PR #471, opened 2026-08-20
feat: capture uncaught Android exceptions for diagnostics

ianmeyer:
Android apps can crash without the SDK reporting anything useful through diagnostics. This adds capture of uncaught Java/Kotlin exceptions and reports a prior-session crash through the existing diagnostics pipeline, matching the iOS schema (`analytics.crash` counter + event with a `report` property).

### Describe the solution
- **`CrashCatcher` / `CrashStorage`**: install an uncaught-exception handler that streams a bounded crash report to disk (64 frames / 4 cause levels), chains to the previous handler, and kills the process when there is no handler to chain to.
- **Process-wide dedupe**: persist each throwable once when multiple Amplitude handlers are chained (stacked instances or wrapped handlers).
- **`Amplitude` init**: consume the prior crash on launch and record it via an internal `DiagnosticsClient.recordCrash` extension in `:android` (no public API change).
- **Sampling**: buffer the crash counter/event like other diagnostics data; upload remains gated on the session being sampled in.
- **Sample app**: add a Compose **Crash** button for manual end-to-end testing.

- [x] `./gradlew test ktlintCheck apiCheck`
- [x] Run the sample app, open Compose, tap **Crash**, relaunch, and confirm diagnostics receives an `analytics.crash` event when the session is sampled in
- [x] Unit tests: `CrashCatcherTest`, `CrashStorageTest`, `CrashDiagnosticsTest`

SDKA-65

### Checklist

---

> [!NOTE]
> **Medium Risk**
> Installs a process-wide uncaught-exception handler and synchronous crash I/O on the crash path, with lifecycle coupling to instance retirement and diagnostics sampling—important for correctness but not end-user auth or payment flows.
> 
> **Overview**
> Adds **Android crash diagnostics** aligned with iOS: uncaught exceptions that involve Amplitude code can be persisted and reported on the next launch as `analytics.crash` (counter + event with a `report` property).
> 
> **Core hook:** `Amplitude` now runs config validation and a new protected **`initWatchers()`** in the first `init` block, before timeline/build, so process-wide watchers can cover early init failures. **`DiagnosticsClient`** exposes **`shouldTrack`** so crash persistence can respect diagnostics sampling.
> 
> **Android:** **`CrashCatcher`** chains the default uncaught-exception handler, writes a bounded stack report to disk when remote config enables crash tracking and the session is sampled in, then on **`buildInternal`** the SDK consumes that file and calls an internal **`recordCrash`** extension. **`CrashTrackingRemoteConfig`** gates feature availability by SDK semver from diagnostics remote config. **`detachWatchers()`** runs when build/activation fails or an instance retires so half-built instances do not keep persisting crashes (the handler stays installed but releases its references).
> 
> The Kotlin sample app adds a **Crash** button for manual testing; tests cover handler chaining, dedupe, detach paths, and storage bounds.
> 
> <sup>Reviewed by [Cursor Bugbot](https://cursor.com/bugbot) for commit d3f864907ed47300546258a361fdd10533b44c82. Bugbot is set up for automated code reviews on this repo. Configure [here](https://www.cursor.com/dashboard/bugbot).</sup>

### DIFF
--- a/analytics-core/src/main/java/com/amplitude/core/diagnostics/DiagnosticsClientImpl.kt
+++ b/analytics-core/src/main/java/com/amplitude/core/diagnostics/DiagnosticsClientImpl.kt
@@ -46,8 +46,9 @@ internal class DiagnosticsClientImpl(
     private val startTimestampSeed: String = startTimestamp.toString()
     private var sampleRate: Double = sampleRate.coerceIn(0.0, 1.0)
 
-    private var shouldTrack: Boolean =
+    override var shouldTrack: Boolean =
         enabled && Sample.isInSample(seed = startTimestampSeed, sampleRate = this.sampleRate)
+        private set
 
     private var didSetBasicTags: Boolean = false
     private var didFlushPreviousSession: Boolean = false
--- a/analytics-core/src/main/java/com/amplitude/core/diagnostics/DiagnosticsClientImpl.kt
+++ b/analytics-core/src/main/java/com/amplitude/core/diagnostics/DiagnosticsClientImpl.kt
@@ -46,6 +46,7 @@ internal class DiagnosticsClientImpl(
     private val startTimestampSeed: String = startTimestamp.toString()
     private var sampleRate: Double = sampleRate.coerceIn(0.0, 1.0)
 
+    @Volatile
     override var shouldTrack: Boolean =
         enabled && Sample.isInSample(seed = startTimestampSeed, sampleRate = this.sampleRate)
         private set
--- a/android/src/main/java/com/amplitude/android/Amplitude.kt
+++ b/android/src/main/java/com/amplitude/android/Amplitude.kt
@@ -2,6 +2,8 @@ package com.amplitude.android
 
 import android.app.Application
 import android.content.Context
+import com.amplitude.android.crash.CrashCatcher
+import com.amplitude.android.crash.recordCrash
 import com.amplitude.android.diagnostics.AndroidDiagnosticsContextProvider
 import com.amplitude.android.migration.MigrationManager
 import com.amplitude.android.plugins.AnalyticsConnectorIdentityPlugin
@@ -48,6 +50,18 @@ public open class Amplitude internal constructor(
         storageIODispatcher = storageIODispatcher,
     ) {
     public constructor(configuration: Configuration) : this(configuration, State())
+
+    // Assigned in [initWatchers], after configuration validation and before any other
+    // initialization, so the handler covers SDK init without leaking on invalid config.
+    private lateinit var crashCatcher: CrashCatcher
+
+    override fun initWatchers() {
+        crashCatcher =
+            CrashCatcher(
+                context = (configuration as Configuration).context,
+                ioDispatcher = storageIODispatcher,
+            )
+    }
 
     override val sessionId: Long
         get() {
@@ -121,6 +135,10 @@ public open class Amplitude internal constructor(
         // A build that outlives its instance must not install plugins or claim shared state:
         // the replacement owns both by then.
         if (!isActive) return
+
+        crashCatcher.consumePreviousCrash()?.let { previousCrash ->
+            diagnosticsClient.recordCrash(previousCrash)
+        }
 
         val migrationManager = MigrationManager(this)
         migrationManager.migrateOldStorage()
--- a/android/src/main/java/com/amplitude/android/Amplitude.kt
+++ b/android/src/main/java/com/amplitude/android/Amplitude.kt
@@ -60,6 +60,7 @@ public open class Amplitude internal constructor(
             CrashCatcher(
                 context = (configuration as Configuration).context,
                 ioDispatcher = storageIODispatcher,
+                diagnosticsClientLazy = lazy { diagnosticsClient },
             )
     }
 
--- a/android/src/main/java/com/amplitude/android/Amplitude.kt
+++ b/android/src/main/java/com/amplitude/android/Amplitude.kt
@@ -104,24 +104,32 @@ public open class Amplitude internal constructor(
         retired = AtomicBoolean(false)
         activityLifecycleCallbacks = ActivityLifecycleObserver()
         androidContextPlugin = AndroidContextPlugin()
-        val androidConfig = configuration as Configuration
-        crashTrackingRemoteConfig =
-            CrashTrackingRemoteConfig(
-                remoteConfigClient = remoteConfigClient,
-                sdkVersion = BuildConfig.AMPLITUDE_VERSION,
-            )
-        crashTrackingRemoteConfig.initialize()
-        autocaptureManager =
-            AutocaptureManager(
-                initialAutocapture = androidConfig.autocapture,
-                initialInteractionsOptions = androidConfig.interactionsOptions,
-                remoteConfigClient = if (androidConfig.enableAutocaptureRemoteConfig) remoteConfigClient else null,
-                logger = logger,
-                diagnosticsClient = diagnosticsClient,
-            )
-        // Claim the instance name before the build exists, so nothing the build installs can run
-        // before the claim, and a failed claim leaves no build behind.
-        AmplitudeRegistry.activate(this)
+        try {
+            val androidConfig = configuration as Configuration
+            crashTrackingRemoteConfig =
+                CrashTrackingRemoteConfig(
+                    remoteConfigClient = remoteConfigClient,
+                    sdkVersion = BuildConfig.AMPLITUDE_VERSION,
+                )
+            crashTrackingRemoteConfig.initialize()
+            autocaptureManager =
+                AutocaptureManager(
+                    initialAutocapture = androidConfig.autocapture,
+                    initialInteractionsOptions = androidConfig.interactionsOptions,
+                    remoteConfigClient = if (androidConfig.enableAutocaptureRemoteConfig) remoteConfigClient else null,
+                    logger = logger,
+                    diagnosticsClient = diagnosticsClient,
+                )
+            // Claim the instance name before the build exists, so nothing the build installs can run
+            // before the claim, and a failed claim leaves no build behind.
+            AmplitudeRegistry.activate(this)
+        } catch (error: Throwable) {
+            // Watchers are installed in the constructor, before this method. A throw here never
+            // reaches retire(), so drop them before the half-built instance is abandoned.
+            markRetired()
+            detachWatchers()
+            throw error
+        }
         return super.build()
     }
 
@@ -148,7 +156,9 @@ public open class Amplitude internal constructor(
         if (!isActive) return
 
         crashCatcher.consumePreviousCrash()?.let { previousCrash ->
-            diagnosticsClient.recordCrash(previousCrash)
+            AmplitudeRegistry.runIfActive(this) {
+                diagnosticsClient.recordCrash(previousCrash)
+            }
         }
 
         val migrationManager = MigrationManager(this)
@@ -222,6 +232,17 @@ public open class Amplitude internal constructor(
     internal fun markRetired(): Boolean = retired.compareAndSet(false, true)
 
     /**
+     * Releases process-wide watchers started in [initWatchers]. Safe before [retire], including
+     * when construction fails after those watchers are installed.
+     */
+    internal fun detachWatchers() {
+        if (::crashCatcher.isInitialized) {
+            runCatching { crashCatcher.detach() }
+                .onFailure { logger.warn("Failed to detach the crash handler: $it") }
+        }
+    }
+
+    /**
      * Releases what an inactive instance must not keep holding. Nothing here waits on this
      * instance, and queued events still drain to the storage the replacement shares by name.
      */
@@ -234,6 +255,9 @@ public open class Amplitude internal constructor(
         // takes no part in draining, so it goes now rather than behind the drain below.
         runCatching { findPlugin<AndroidLifecyclePlugin>()?.let { remove(it) } }
             .onFailure { logger.warn("Failed to stop Android autocapture: $it") }
+        // The uncaught exception handler cannot be unregistered, so it has to let go of this
+        // instance instead. Crash persistence belongs to whichever instance is still active.
+        detachWatchers()
 
         // The rest go last: they must outlive an in-flight build that is still adding them and the
         // queued events still draining through them. Off the constructor's thread either way, so
--- a/android/src/main/java/com/amplitude/android/Amplitude.kt
+++ b/android/src/main/java/com/amplitude/android/Amplitude.kt
@@ -3,6 +3,7 @@ package com.amplitude.android
 import android.app.Application
 import android.content.Context
 import com.amplitude.android.crash.CrashCatcher
+import com.amplitude.android.crash.CrashTrackingRemoteConfig
 import com.amplitude.android.crash.recordCrash
 import com.amplitude.android.diagnostics.AndroidDiagnosticsContextProvider
 import com.amplitude.android.migration.MigrationManager
@@ -61,6 +62,7 @@ public open class Amplitude internal constructor(
                 context = (configuration as Configuration).context,
                 ioDispatcher = storageIODispatcher,
                 diagnosticsClientLazy = lazy { diagnosticsClient },
+                crashTrackingRemoteConfigLazy = lazy { crashTrackingRemoteConfig },
             )
     }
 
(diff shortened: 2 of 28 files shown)


android/src/main/java/com/amplitude/android/Amplitude.kt
```diff
@@ -49,6 +51,14 @@ public open class Amplitude internal constructor(
     ) {
     public constructor(configuration: Configuration) : this(configuration, State())
 
+    private val crashCatcher = CrashCatcher(configuration.context)
+
+    init {
+        crashCatcher.consumePreviousCrash()?.let { previousCrash ->
+            diagnosticsClient.recordCrash(previousCrash)
+        }
```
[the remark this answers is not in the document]
ianmeyer: won’t fix — instance replacement is rare; handler chain + consume-on-init is fine

android/src/main/java/com/amplitude/android/Amplitude.kt
```diff
@@ -49,6 +51,18 @@ public open class Amplitude internal constructor(
     ) {
     public constructor(configuration: Configuration) : this(configuration, State())
 
+    // Assigned in [initWatchers], after configuration validation and before any other
+    // initialization, so the handler covers SDK init without leaking on invalid config.
+    private lateinit var crashCatcher: CrashCatcher
+
+    override fun initWatchers() {
```
sojingle, line 59: iOS gates registration three ways. Sample rate> 0; remote config key `enabled`; and additionally remote-config key `diagnostics.availabilities.CrashTracking` with version-compared. So the crash catcher can be switched off remotely if it ever conflicts with another SDK. It looks like Android is unconditionally enabled here.
Will there also be concerns on Android about compatibility with other SDKs? We currently position crash catching as part of diagnostics, so at minimum it should be constrained by the diagnostics sample rate and enabled setting.

sojingle: For now it will also be limited by sampling at reporting, but we are being conservative during registration mainly to minimize the potential impact on the host app, because diagnostics is the only consumer of crash tracking now.

ianmeyer: We could add a remote config control if that's a feature requirement. I don't know if that's a high-level requirement or just needed on iOS due to SDK conflicts. I don't understand why iOS needed to have a version check so I can't comment on that part.

Our SDK won't conflict with others, because we wrap an existing `UncaughtExceptionHandler`. Will log the exception and then forward to a pre-existing handler. This means that any SDK that initializes before us will not be affected.  We obviously can't guarantee it, but we would expect other SDKs to use the same chaining logic to play nice with others if they initialize after us.

Right now, the exceptions would be forwarded to the diagnostics client, but they would no-op based on the `enabled` and sample rate checks within diagnostics. If I correctly understood the iOS behavior, then the Android gating is the same outcome with a different implementation.

I was intentionally trying to lean away from conditionally initializing the crash catching – delaying the registration of our UncaughtExceptionHandler means that we would miss crashes before registration, which seems dangerous –  thats why `initWatchers()` is introduced – there was no other way to initialize the crash tracking before the `core/Amplitude.init` and `android/Amplitude.build()` had run.

android/src/main/java/com/amplitude/android/crash/CrashCatcher.kt
```diff
@@ -0,0 +1,56 @@
...
+        Thread.setDefaultUncaughtExceptionHandler { thread, throwable ->
+            try {
+                saveCrashReport(throwable)
+            } catch (_: Throwable) {
+                // Best-effort: never throw from the uncaught exception handler
+            } finally {
+                defaultCrashHandler?.uncaughtException(thread, throwable)
+                    ?: run {
+                        // If no handler to chain to, kill the process
+                        Process.killProcess(Process.myPid())
```
sojingle: Is it better to rethrow and let `ThreadGroup.uncaughtException` take the default path instead of killing the process directly? Killing the process will bypass OS crash reporting and make it like an Amplitude exit rather than a crash.

ianmeyer: throwing here won't work, it would be ignored. This is intentional because then the framework would have to deal with crashes inside our uncaught exception code.  We have our own try/catch so that even if we crash, we still forward the crash to the chain.

Also, in real environments, I think we don't really expect that the `getUncaughtExceptionHandler()` would actually return null.

https://docs.oracle.com/en/java/javase/21/docs/api/java.base/java/lang/Thread.UncaughtExceptionHandler.html#:~:text=Any%20exception%20thrown%20by%20this%20method%20will%20be%20ignored%20by%20the%20Java%20Virtual%20Machine.

android/src/main/java/com/amplitude/android/Amplitude.kt
sojingle: The gates aren't only about SDK conflicts; they follow from how crash tracking is positioned. Right now it's a part of diagnostics, so its value is bounded by diagnostics: for a user with diagnostics disabled, or sampled out at sampleRate = 0 (the default until remote config says otherwise), a captured crash can never be uploaded. Crash tracking has exactly zero value for that population, yet they'd still carry the full cost — a process-wide handler at the front of the crash chain, doing synchronous file I/O at crash time. Gating at reporting vs. gating at registration yields the same data outcome, but the risk we ask every host app to take on is very different. And since sampled-in sessions are the only place a report can ever come from, restricting capture to `enabled && sampleRate > 0` loses nothing.

You're right that this trades away coverage: iOS only registers once remote config arrives, so init-window crashes are missed. That was deliberate — being conservative with a process-wide handler in the first release, since diagnostics is its only consumer today.

On `availabilities.CrashTracking`: it's a version-gated rollout and kill switch. The server enables crash tracking only for SDK versions >= `availableFrom`, so we can ramp gradually — and if a version misbehaves in the field, raising `availableFrom` turns it off for that version with no client release.

That mechanism matters more on Android than it did on iOS. On iOS, crash tracking shipped while diagnostics itself was still ramping, so gating on `sampleRate > 0` gave us a staged rollout for free — crash tracking reached users at exactly the pace diagnostics did. Android diagnostics is already fully rolled out, so the same gate would light up crash tracking for the entire Android population at once. If we want to ramp a process-wide exception handler rather than ship it to everyone on day one, `availabilities` is the only knob left. The kill-switch side is a separate bonus, and how much you value it depends on the confidence in the implementation.

ianmeyer: Sure, I will add gating (including RemoteConfig) before persisting to file in our `UncaughtExceptionHandler`.

android/src/main/java/com/amplitude/android/Amplitude.kt
```diff
@@ -122,6 +155,12 @@ public open class Amplitude internal constructor(
         // the replacement owns both by then.
         if (!isActive) return
 
+        crashCatcher.consumePreviousCrash()?.let { previousCrash ->
+            AmplitudeRegistry.runIfActive(this) {
+                diagnosticsClient.recordCrash(previousCrash)
+            }
+        }
```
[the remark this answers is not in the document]
ianmeyer: this is fine, we don't expect lots of instances to be created and destroyed and race

android/src/main/java/com/amplitude/android/crash/CrashCatcher.kt
```diff
@@ -0,0 +1,102 @@
...
+                    // Best-effort: never throw from the uncaught exception handler
+                } finally {
+                    previousHandler?.uncaughtException(thread, throwable)
+                        ?: run {
+                            // If no handler to chain to, kill the process
+                            Process.killProcess(Process.myPid())
+                            exitProcess(10)
+                        }
+                }
+            }
```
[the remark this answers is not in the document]
ianmeyer: Addressed for the paths we care about. `detach()` drops the `Lazy`s the handler captured, and `detachWatchers()` runs from `retire()`, failed `activate()`, and `build()` if construction throws before `activate`. After that the wrapper can stay in the UEH chain without pinning the instance.

We don't WeakRef those lazies — nothing else would own them, so they could be collected while Amplitude is still alive.

An instance that is constructed and dropped without retire/replace would still be reachable through the handler; that isn't expected SDK use.

android/src/main/java/com/amplitude/android/Amplitude.kt
```diff
@@ -49,6 +52,20 @@ public open class Amplitude internal constructor(
...
+    private lateinit var crashCatcher: CrashCatcher
+
+    override fun initWatchers() {
+        crashCatcher =
+            CrashCatcher(
+                context = (configuration as Configuration).context,
+                ioDispatcher = storageIODispatcher,
+                diagnosticsClientLazy = lazy { diagnosticsClient },
+                crashTrackingRemoteConfigLazy = lazy { crashTrackingRemoteConfig },
+            )
```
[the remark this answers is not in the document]
ianmeyer: Same leak as the later thread on `CrashCatcher.detach()`. Addressed: `detach()` drops the captured `Lazy`s, and `detachWatchers()` runs from `retire()`, failed `activate()`, and `build()` if construction throws before `activate`. WeakRef on those lazies would let them be collected while Amplitude is still alive.

analytics-core/src/main/java/com/amplitude/core/diagnostics/DiagnosticsClientImpl.kt
```diff
@@ -46,8 +46,9 @@ internal class DiagnosticsClientImpl(
     private val startTimestampSeed: String = startTimestamp.toString()
     private var sampleRate: Double = sampleRate.coerceIn(0.0, 1.0)
 
-    private var shouldTrack: Boolean =
+    override var shouldTrack: Boolean =
         enabled && Sample.isInSample(seed = startTimestampSeed, sampleRate = this.sampleRate)
+        private set
```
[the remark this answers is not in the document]
ianmeyer: Fixed. `shouldTrack` is `@Volatile` so the uncaught-exception handler sees updates from the diagnostics actor.

android/src/main/java/com/amplitude/android/crash/CrashCatcher.kt
```diff
@@ -0,0 +1,81 @@
...
+    init {
+        Thread.setDefaultUncaughtExceptionHandler { thread, throwable ->
+            try {
+                if (
+                    throwable.isAmplitudeSdkCrash() &&
+                    crashTrackingRemoteConfigLazy.value.isCrashTrackingEnabled &&
+                    diagnosticsClientLazy.value.shouldTrack
+                ) {
+                    saveCrashReport(throwable)
+                }
```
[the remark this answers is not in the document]
ianmeyer: Leaving the SDK-frame check first for now. When tracking is off we still walk the stack, then fail the remote-config / `shouldTrack` gates. Acceptable for v1; we can cheap-gate first in a follow-up if the crash-path cost matters.

android/src/main/java/com/amplitude/android/crash/CrashCatcher.kt
```diff
@@ -0,0 +1,82 @@
...
```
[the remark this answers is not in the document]
ianmeyer: Intentional for v1. Persist is gated on the crashing session's `shouldTrack` so we do not write crash files for unsampled sessions (default sample rate is 0 until remote config). That can miss crashes before sampling resolves; we accepted that to keep the first ship conservative. After consume, `recordCrash` still buffers for the new session.

android/src/main/java/com/amplitude/android/Amplitude.kt
ianmeyer: Added gating

android/src/main/java/com/amplitude/android/crash/CrashCatcher.kt
```diff
@@ -0,0 +1,102 @@
...
+            lastPersistedThrowable = throwable
+            crashStorage.saveCrashReport(throwable)
+        }
+    }
+
+    private fun Throwable.isAmplitudeSdkCrash(): Boolean {
+        var current: Throwable? = this
+        val seen = mutableSetOf<Throwable>()
+        while (current != null && seen.add(current)) {
+            if (current.stackTrace.any { it.className.startsWith(AMPLITUDE_PACKAGE_PREFIX) }) {
```
sojingle, line 89: `consumer-rules.pro` doesn't keep all of the Amplitude SDK class names generally, so it will miss crashes caused by classes not included in the ProGuard rules.

android/src/main/java/com/amplitude/android/crash/CrashCatcher.kt
```diff
@@ -0,0 +1,102 @@
...
+            val previousHandler = Thread.getDefaultUncaughtExceptionHandler()
+            Thread.setDefaultUncaughtExceptionHandler { thread, throwable ->
+                try {
+                    if (
+                        throwable.isAmplitudeSdkCrash() &&
+                        crashTrackingRemoteConfigProvider?.value?.isCrashTrackingEnabled == true &&
+                        // Persist only when this session is already sampled in. That misses
+                        // crashes before remote config arrives (default sample rate is 0), but
+                        // avoids writing crash files in unsampled sessions.
+                        diagnosticsClientProvider?.value?.shouldTrack == true
```
sojingle, line 43: shouldTrack is "is this session sampled in", but a crash is written in session N and can only be uploaded in session N+1 — and upload is already gated on N+1's shouldTrack. Gating the write on N's shouldTrack too makes the effective coverage sampleRate²: at a 0.1 sample rate that's ~1%, not ~10%.

This is the case the iOS implementation has commented about:

> // We intentionally use `sampleRate > 0` instead of `shouldTrack` here.
> // Crashes are captured during one session but can only be reported in the next session.
> // Using `shouldTrack` would require both consecutive sessions to be sampled in,
> // significantly reducing crash coverage (e.g., 1% with a 0.1 sample rate).
> // By checking `sampleRate > 0`, we capture crashes whenever the feature is enabled,
> // and reporting depends only on the next session being sampled in (~10% with 0.1 rate).

The predicate we want is enabled && sampleRate > 0, which still gives us everything we discussed —nothing is written for users who have diagnostics off or a zero sample rate — without the squared decay. `sampleRate` is a private var in DiagnosticsClientImpl today, so this probably means exposing something like `isSamplingEnabled` rather than `shouldTrack`.

android/src/main/java/com/amplitude/android/crash/CrashCatcher.kt
```diff
@@ -0,0 +1,102 @@
...
+    private var diagnosticsClientProvider: Lazy<DiagnosticsClient>? = diagnosticsClientLazy
+    private var crashTrackingRemoteConfigProvider: Lazy<CrashTrackingRemoteConfig>? = crashTrackingRemoteConfigLazy
+
+    init {
+        synchronized(handlerInstallLock) {
+            val previousHandler = Thread.getDefaultUncaughtExceptionHandler()
+            Thread.setDefaultUncaughtExceptionHandler { thread, throwable ->
+                try {
+                    if (
+                        throwable.isAmplitudeSdkCrash() &&
```
sojingle, line 38: `isAmplitudeSdkCrash` seems like a relatively heavy operation. Putting it in a handler might affect whether the file can be saved in time. It may be more reasonable to perform the check before upload instead.

android/src/main/java/com/amplitude/android/crash/CrashCatcher.kt
ianmeyer: Okay, I see. I'm not used to sampling being determined by the client, rather than cloud.

Yes, the visibility is a constant friction.

android/src/main/java/com/amplitude/android/crash/CrashCatcher.kt
ianmeyer: Hmm. We could add `-keeppackagenames` but I guess we're not going to be able to retrace because we have the consuming app obfuscate our code. I'm just going to drop this filter entirely for now and discuss the long-term goals outside this PR.

android/src/main/java/com/amplitude/android/crash/CrashCatcher.kt
ianmeyer: Is there a specific reason you don't want to expose `sampleRate`? None of it should be exposed but we're stuck with it.

sojingle: no issue with exposing it; both ok for me

android/src/main/java/com/amplitude/android/crash/CrashCatcher.kt
sojingle: If it’s not that reliable, maybe we can attach it as a reference attribute instead of a local filter.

^^^^^^^^^^^^^^^^

Looking at the records above, say how many lines contain the string "interactionsOptions". Give the number and no other words.

2